Sejauh ini pihak kepolisian sudah menetapkan tujuh perusahaan yang terlibat dalam kasus pembakaran hutan di Sumatera dan Kalimantan. Ketujuh perusahaan itu adalah PT RPP, PT BMH, PT RPS di Sumatra Selatan, PT LIH di Riau, PT GAP, PT MBA dan PT ASP di Kalimantan Tengah. Selain menetapkan ketujuh perusahaan itu sebagai tersangka, 20 perusahaan lainnya masih dalam proses penyidikan.
Kementerian Lingkungan Hidup dan Kehutanan mencatat, lahan yang terbakar ada di beberapa wilayah di antaranya Kalimantan Barat (1), Riau (10), Jambi (2), Kalimantan Tengah (7) dan Sumatera Selatan (4). Itu terdiri dari sawit (9), akasia (3), karet (2) semak-semak (10). Dari 24 obyek itu, yang teridentifikasi perusahaan ada 14.
Menurut Intsiawati, dalam kasus pembakaran hutan, ada tiga sanksi yang bisa dikenakan kepada perusahaan-perusahaan yang terlibat. Yaitu, sanksi pidana, perdata, dan administrasi. Dari sisi pidana dan perdata merupakan wilayah kewenangan penegak hukum untuk memprosesnya. Namun, sanksi administratif menjadi kewenangan pemerintah.

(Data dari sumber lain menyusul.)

PR #773, opened 2022-11-22
feat(api): allow user to create events to display on the frontend

Itrulia:
Currently no editor block, comes with WPC-950


packages/api/__tests__/api/public/index.ts
```diff
@@ -298,6 +298,44 @@ export type EmbedBlock = {
...
+
+export type EventConnection = {
+  __typename?: 'EventConnection'
+  nodes: Array<Event>
+  pageInfo: PageInfo
+  totalCount: Scalars['Int']
+}
+
+export type EventFilter = {
+  openOnly?: Maybe<Scalars['Boolean']>
```
Itrulia, line 322:
```suggestion
  upcomingOnly?: Maybe<Scalars['Boolean']>
```

packages/api/src/graphql/event/event.ts
```diff
@@ -0,0 +1,95 @@
...
+    nodes: {type: GraphQLNonNull(GraphQLList(GraphQLNonNull(GraphQLEvent)))},
+    pageInfo: {type: GraphQLNonNull(GraphQLPageInfo)},
+    totalCount: {type: GraphQLNonNull(GraphQLInt)}
+  }
+})
+
+export const GraphQLEventFilter = new GraphQLInputObjectType({
+  name: 'EventFilter',
+  fields: {
+    openOnly: {type: GraphQLBoolean}
```
Itrulia, line 83:
```suggestion
    upcomingOnly: {type: GraphQLBoolean}
```

packages/editor/src/client/api/index.ts
```diff
@@ -449,6 +450,44 @@ export type EmbedBlockInput = {
...
+
+export type EventConnection = {
+  __typename?: 'EventConnection';
+  nodes: Array<Event>;
+  pageInfo: PageInfo;
+  totalCount: Scalars['Int'];
+};
+
+export type EventFilter = {
+  openOnly?: Maybe<Scalars['Boolean']>;
```
Itrulia, line 474:
```suggestion
  upcomingOnly?: Maybe<Scalars['Boolean']>;
```

packages/api/src/graphql/event/event.queries.ts
```diff
@@ -0,0 +1,119 @@
...
+        startsAt: sortOrder
+      }
+  }
+}
+
+const createUpcomingOnlyFilter = (filter?: Partial<EventFilter>): Prisma.EventWhereInput => {
+  if (filter?.upcomingOnly) {
+    return {
+      startsAt: {
+        lte: new Date()
```
Itrulia, line 54:
```suggestion
        gte: new Date()
```

packages/api/prisma/schema.prisma
```diff
@@ -938,3 +942,43 @@ model PollExternalVote {
...
 }
+
+enum EventStatus {
+  Cancelled   @map("cancelled")
+  Rescheduled @map("rescheduled")
+  Postponed   @map("postponed")
+  Scheduled   @map("scheduled")
+}
+
+model Event {
```
Itrulia, line 953: sub spec of schema.org events. Location is kept as a string for simplicity

packages/api/prisma/schema.prisma
```diff
@@ -938,3 +942,43 @@ model PollExternalVote {
   @@unique([answerId, sourceId])
   @@map("polls.external-votes")
 }
+
+enum EventStatus {
+  Cancelled   @map("cancelled")
+  Rescheduled @map("rescheduled")
+  Postponed   @map("postponed")
+  Scheduled   @map("scheduled")
```
Itrulia, line 950: Leftout movedOnline from schema spec as not needed for now and easy to add

packages/api/src/graphql/comment/comment.ts
```diff
@@ -207,17 +207,18 @@ export const GraphQLComment: GraphQLObjectType<Comment, Context> = new GraphQLOb
     },
     tags: {
       type: GraphQLList(GraphQLNonNull(GraphQLTag)),
-      resolve: createProxyingResolver(async ({id}, _, {prisma: {taggedComments}}) => {
```
Itrulia, line 210: Made a bit more effecient

packages/api/src/graphql/query.public.ts
```diff
@@ -520,6 +527,32 @@ export const GraphQLPublicQuery = new GraphQLObjectType<undefined, Context>({
       },
       resolve: (root, {pollId}, {authenticateUser, prisma: {pollVote}}) =>
         userPollVote(pollId, authenticateUser, pollVote)
+    },
+
+    // Event
+    // =======
+    events: {
```
Itrulia, line 534: Public list api so it can be fully used by operators to build separate pages

packages/api/src/graphql/event/event.ts
```diff
@@ -0,0 +1,95 @@
...
+    status: {type: GraphQLNonNull(GraphQLEventStatus)},
+    description: {type: GraphQLRichText},
+
+    location: {type: GraphQLString},
+    startsAt: {type: GraphQLNonNull(GraphQLDateTime)},
+    endsAt: {type: GraphQLDateTime},
+
+    tags: {
+      type: GraphQLList(GraphQLNonNull(GraphQLTag)),
+      resolve: createProxyingResolver(async ({id}, _, {prisma: {tag}}) => {
```
michael-scheurer, line 48: Could we avoid implementing new proxying resolvers and implement includes (in Prisma terms, or joins in sql terms) instead?

packages/api/src/graphql/permissions.ts
```diff
@@ -567,6 +567,30 @@ export const CanDeletePoll: Permission = {
   deprecated: false
 }
 
+export const CanGetEvent: Permission = {
+  id: 'CAN_GET_EVENT',
+  description: 'Allows to get a event',
```
michael-scheurer, line 572:
```suggestion
  description: 'Allows to get an event',
```

packages/api/src/graphql/permissions.ts
```diff
@@ -567,6 +567,30 @@ export const CanDeletePoll: Permission = {
...
+  deprecated: false
+}
+
+export const CanCreateEvent: Permission = {
+  id: 'CAN_CREATE_EVENT',
+  description: 'Allows to create a event',
```
michael-scheurer, line 578:
```suggestion
  description: 'Allows to create an event',
```

packages/api/src/graphql/permissions.ts
```diff
@@ -567,6 +567,30 @@ export const CanDeletePoll: Permission = {
...
+  deprecated: false
+}
+
+export const CanUpdateEvent: Permission = {
+  id: 'CAN_UPDATE_EVENT',
+  description: 'Allows to update a event',
```
michael-scheurer, line 584:
```suggestion
  description: 'Allows to update an event',
```

packages/api/src/graphql/permissions.ts
```diff
@@ -567,6 +567,30 @@ export const CanDeletePoll: Permission = {
...
+  deprecated: false
+}
+
+export const CanDeleteEvent: Permission = {
+  id: 'CAN_DELETE_EVENT',
+  description: 'Allows to delete a event',
```
michael-scheurer, line 590:
```suggestion
  description: 'Allows to delete an event',
```

michael-scheurer (changes requested):
Great job. Annotations in the code. Plus these:
- In the editor, if you open the tags list of the events (make sure you have an event tag) and then switch to the tags of the comments, the data is not reloaded in the frontend.
image
- On the events list, I would like to see (1) a well formatted, human readable date and time. I could imagine, to put icons in front of date and time each. (2) The publication state. (3) A filter and search functionality.
- We should be able to place events in pages/articles. If not a requirement, we should at least create a Jira story.
- I don't really see the value of the event status. It doesn't have any effect on api side except the filters. If any media uses states, it can be achieved with tags. Event status without any effect seems to me more confusing than helping.

michael-scheurer (changes requested):
Great job. Annotations in the code. Plus these:
- In the editor, if you open the tags list of the events (make sure you have an event tag) and then switch to the tags of the comments, the data is not reloaded in the frontend.
image
- On the events list, I would like to see (1) a well formatted, human readable date and time. I could imagine, to put icons in front of date and time each. (2) The publication state. (3) A filter and search functionality.
- We should be able to place events in pages/articles. If not a requirement, we should at least create a Jira story.
- I don't really see the value of the event status. It doesn't have any effect on api side except the filters. If any media uses states, it can be achieved with tags. Event status without any effect seems to me more confusing than helping.

Itrulia:
@michael-scheurer I used the same formatting as in polls, should we change both?

The status is part of the schema.org spec and they have a meaning, it should not be done with tags as this would have to be implemented all the time in different formats. This is especially important when we import data from other sources.

packages/api/src/graphql/event/event.ts
Itrulia: That's technically an anti pattern in GraphQL, as if you do not care about tags now you do extra database calls.

penk85 (approved):

michael-scheurer:
> > In the editor, if you open the tags list of the events (make sure you have an event tag) and then switch to the tags of the comments, the data is not reloaded in the frontend.
> 
> what you currently see in the deployment in the editor is from a different PR, I will update that there and should be blocking there and not here.
> 
> > On the events list, I would like to see (1) a well formatted, human readable date and time. I could imagine, to put icons in front of date and time each. (2) The publication state. (3) A filter and search functionality.
> 
> @michael-scheurer I used the same formatting as in polls, should we change both?
> 
> The status is part of the schema.org spec and they have a meaning, it should not be done with tags as this would have to be implemented all the time in different formats. This is especially important when we import data from other sources.

Ok for the status aligned with standard specs. But still doesn't have any functional implication, which could lead to misunderstandings in newsrooms. Non-blocking for me.
Date formatting: I would change both, if you may.

michael-scheurer (approved):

“Untuk itu, tak perlu menunggu persidangan pidana dan perdata. Pemerintah bisa langsung menjerat perusahaan yang dinyatakan tersangka dengan dijatuhi sanksi administrasi. Cabut segera izin usaha mereka,” tuturnya. “Ingat kebakaran hutan ini juga akibat pemerintah sendiri yang telah memberi kavling-kavling (hutan) kepada mereka.”